S’il a quitté le pouvoir en 2012, l’ancien dirigeant sénégalais est resté attentif à la vie politique du pays. À la veille de fêter son centième anniversaire, il revient sur un parcours véritablement hors norme.
Lorsque je franchis la grille de sa résidence versaillaise, un dimanche ensoleillé de ce mois de mai, me reviennent en mémoire les images de mes premières rencontres avec Abdoulaye Wade. Nous sommes en août 2003, et, sous le crâne légendaire de ce président de 77 ans aux allures de dalaï-lama africain, il y a quelque chose comme un avis de tempête permanent. À peine a-t-il achevé notre premier entretien dans sa résidence de repos de Popenguine qu’il m’entraîne au bord de l’océan constater les ravages de l’érosion sur la Petite Côte et admirer le mur de soutènement qu’il y a fait ériger.
Deux jours plus tard, aussitôt l’interview terminée dans son bureau de la présidence dakaroise décoré de tableaux marocains et d’un immense portrait de lui-même peint sur fond noir, voici qu’il me prend par la main et m’emmène au pas de course vers une salle des maquettes où sont exposés quelques-uns de ses grands chantiers.
Trois ans et demi après son accession au pouvoir, je ne peux alors m’empêcher de m’interroger, dans Jeune Afrique, sur cette « boulimie », cette « frénésie impressionnante d’exercice du pouvoir, comme si un demi-siècle à ronger son frein dans l’opposition, à calmer ses impatiences en attendant le jour où ses rêves pourraient devenir projets, le conduisait irrésistiblement à occuper l’espace, tout l’espace ».
Des souvenirs égrenés comme un chapelet
Aujourd’hui, Abdoulaye Wade m’attend, assis sur un canapé de son salon, entouré de son épouse, Viviane, et de sa fille, Sindiely. Il est aujourd’hui ‒ vendredi 29 mai 2026 ‒ centenaire même s’il déteste qu’on le lui rappelle. Peu importe si sa mémoire a des sautes d’humeur et si son audition n’est plus ce qu’elle était, il me suffit de quelques minutes de conversation pour m’apercevoir que la vieillesse, chez lui, est tout sauf un naufrage.
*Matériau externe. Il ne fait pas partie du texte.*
PR #904, opened 2022-06-15
Zc/upgrade ruby

corps:
1.  Consolidates the gemfile into etna, all projects share single gemfile.  Updating it just involves a `make -C etna bash` + `bundle install`.
2.  Upgrades everythong to ruby 2.7
3.  Includes the streaming change to thumbnails

Still testing around with this, this PR is getting close but in need of manual validation.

On parle de l’Iran et de Donald Trump, de l’Ukraine et de Vladimir Poutine, d’Israël et des Palestiniens, de Kadhafi et du Sahel. De quelques-uns de ses souvenirs aussi, qu’il égrène à la façon d’un chapelet, chaque grain annonçant le suivant. La libération de l’étudiante française Clotilde Reiss emprisonnée à Téhéran, en 2010, pour laquelle il œuvra comme médiateur clé en tant que président en exercice de l’Organisation de la coopération islamique. Soucieux de s’en attribuer le mérite exclusif, ni le président français de l’époque, Nicolas Sarkozy, ni son ministre des Affaires étrangères, Bernard Kouchner, n’eurent à son égard un seul mot de remerciement − une ingratitude qu’il n’a pas pardonnée.
Sa tentative aussi, approuvée par le président israélien Shimon Peres mais délibérément sabotée par son Premier ministre, Benyamin Netanyahou, de faciliter des négociations avec l’Autorité palestinienne, autour d’un projet d’État binational. Sa visite à haut risque, en août 2011, dans une Libye en pleine guerre civile, lorsqu’il proposa à un Kadhafi, encerclé dans la caserne de Bab al-Azizia, de venir l’exfiltrer dans son véhicule officiel. « Ils vont te tuer, je viens te chercher », lui dit-il au téléphone, « Je t’offre l’asile au Sénégal ». Réponse du Libyen : « Peu importe qu’on me tue. Je ne quitterai jamais mon pays. » Soudain Abdoulaye Wade s’interrompt. Son regard s’est posé sur sa montre-bracelet, à la fois sobre et élégante. « Depuis que vous la portez, mes ventes de ce modèle ont triplé », lui avait dit son créateur, le PDG de Swatch Nicolas Hayek, un jour de 2005. L’ancien chef de l’État en sourit encore : « J’aurais dû lui réclamer un pourcentage ! »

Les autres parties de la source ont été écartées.